*Task requirements:*
Return every line of the entries that includes the word "nightqa".

+++ Record excerpts

Issue #1548, opened 2021-12-22
NightlyQA Crash in create_petalnz_pdf


akremin:
There was a failure in the QA plotting code when run on the night 20211220 in the daily specprod. 

Command run:
`desi_night_qa -p daily -n 20211220 -o /global/cfs/cdirs/desi/spectro/redux/daily/nightqa/20211220`

```
Traceback (most recent call last):
  File "/global/common/software/desi/cori/desiconda/20200801-1.4.0-spec/code/desispec/master/bin/desi_night_qa", line 155, in <module>
    main()
  File "/global/common/software/desi/cori/desiconda/20200801-1.4.0-spec/code/desispec/master/bin/desi_night_qa", line 144, in main
    create_petalnz_pdf(outfns["petalnz"], args.night, args.prod, unq_tileids, unq_surveys, dchi2_threshold=25)
  File "/global/common/software/desi/cori/desiconda/20200801-1.4.0-spec/code/desispec/master/py/desispec/night_qa.py", line 909, in create_petalnz_pdf
    "dark" : np.unique(ds["dark"]["TILEID"][ds["dark"]["SURVEY"] == survey]).size,
TypeError: list indices must be integers or slices, not str
```

akremin:
Resolved with #1549

PR #1549, opened 2021-12-22
nightqa petalnz: handle faprgrm with no tiles

araichoor:
This PR addresses a failure in `night_qa.create_petalnz_pdf()`, when there are no tiles only for one of the two analyzed BRIGHT and DARK programs (https://github.com/desihub/desispec/issues/1548).

@akremin: sorry for having ill-coded that part, missing that corner case.


akremin:
Thank you for the very quick fix! I tested this branch on the daily prod for the night where the issue was discovered (20211220) and it worked. Merging

Issue #1552, opened 2021-12-23
create_petalnz_pdf crash on 20211222


akremin:
New crash in Nightly QA in `create_petalnz_pdf`:

```
Traceback (most recent call last):
  File "/global/common/software/desi/cori/desiconda/20200801-1.4.0-spec/code/desispec/master/bin/desi_night_qa", line 155, in <module>
    main()
  File "/global/common/software/desi/cori/desiconda/20200801-1.4.0-spec/code/desispec/master/bin/desi_night_qa", line 144, in main
    create_petalnz_pdf(outfns["petalnz"], args.night, args.prod, unq_tileids, unq_surveys, dchi2_threshold=25)
  File "/global/common/software/desi/cori/desiconda/20200801-1.4.0-spec/code/desispec/master/py/desispec/night_qa.py", line 907, in create_petalnz_pdf
    ntiles_surv = {
  File "/global/common/software/desi/cori/desiconda/20200801-1.4.0-spec/code/desispec/master/py/desispec/night_qa.py", line 909, in <dictcomp>
    ds[faprgrm]["TILEID"][ds["bright"]["SURVEY"] == survey]
  File "astropy/table/_column_mixins.pyx", line 74, in astropy.table._column_mixins._ColumnGetitemShim.__getitem__
  File "astropy/table/_column_mixins.pyx", line 57, in astropy.table._column_mixins.base_getitem
  File "astropy/table/_column_mixins.pyx", line 69, in astropy.table._column_mixins.column_getitem
IndexError: boolean index did not match indexed array along dimension 0; dimension is 19936 but corresponding boolean dimension is 9041
```

Command run:
`desi_night_qa -p daily -n 20211222 -o /global/cfs/cdirs/desi/spectro/redux/daily/nightqa/20211222`

akremin:
Fixed with PR #1554

PR #1554, opened 2021-12-24
petalnz: fix bug

araichoor:
This PR corrects a bug (leftover from development test) introduced in PR https://github.com/desihub/desispec/pull/1549, reported in https://github.com/desihub/desispec/issues/1552.

Apologies for that...

(the test @akremin and I did on 20211220 for PR https://github.com/desihub/desispec/pull/1549 did work, because that night only has bright tiles).


akremin:
Thank you for another quick fix. It worked for the night in question, and the fix is clearly correct. Merging.

Issue #1556, opened 2021-12-26
Interpolation of fiber traces and PSF parameters for broken/masked fibers


julienguy:
Bug in the interpolation of fiber traces and PSF parameters for broken/masked fibers causing the bad fiber indexing reported in issue #1555.
Example to work on:
```
desi_interpolate_fiber_psf --infile /global/cfs/cdirs/desi/spectro/redux/daily/exposures/20211223/00115320/fit-psf-r4-00115320.fits --outfile psf.fits --fibers 36,51,132,156,250,251,252,253,254,255,256,257,258,259,260,261,262,263,264,265,266,267,268,269,270,271
plot_fiber_traces --fibers 250:275 -i psf.fits
```

julienguy:
Solved with PR #1557

PR #1557, opened 2021-12-27
Improvements to desi_interpolate_fiber_psf

julienguy:
Select preferentially fibers in the same bundle as reference to fix bad fibers.
Fix a bug in the interpolated x-coordinate of the bad fiber trace when the reference fiber is in another bundle.

### DIFF
--- a/bin/desi_interpolate_fiber_psf
+++ b/bin/desi_interpolate_fiber_psf
@@ -5,6 +5,7 @@ import numpy as np
 
 import astropy.io.fits as pyfits
 
+from desiutil.log import get_logger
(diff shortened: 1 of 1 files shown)


julienguy:
This fixes issue #1556.

julienguy:
I verified it fixes r4 issue. I also ran it on many cameras with broken fibers and visually checked the code is doing the right thing. For the arc exposures of 20211223 in r4 camera, I computed a nightly PSF from the first series of arc exposures and verified the code now successfully fit the PSFs of the second series of arcs (while using the new nightly PSF as input).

++++++

*Task answer:*
`desi_night_qa -p daily -n 20211220 -o /global/cfs/cdirs/desi/spectro/redux/daily/nightqa/20211220`
nightqa petalnz: handle faprgrm with no tiles
`desi_night_qa -p daily -n 20211222 -o /global/cfs/cdirs/desi/spectro/redux/daily/nightqa/20211222`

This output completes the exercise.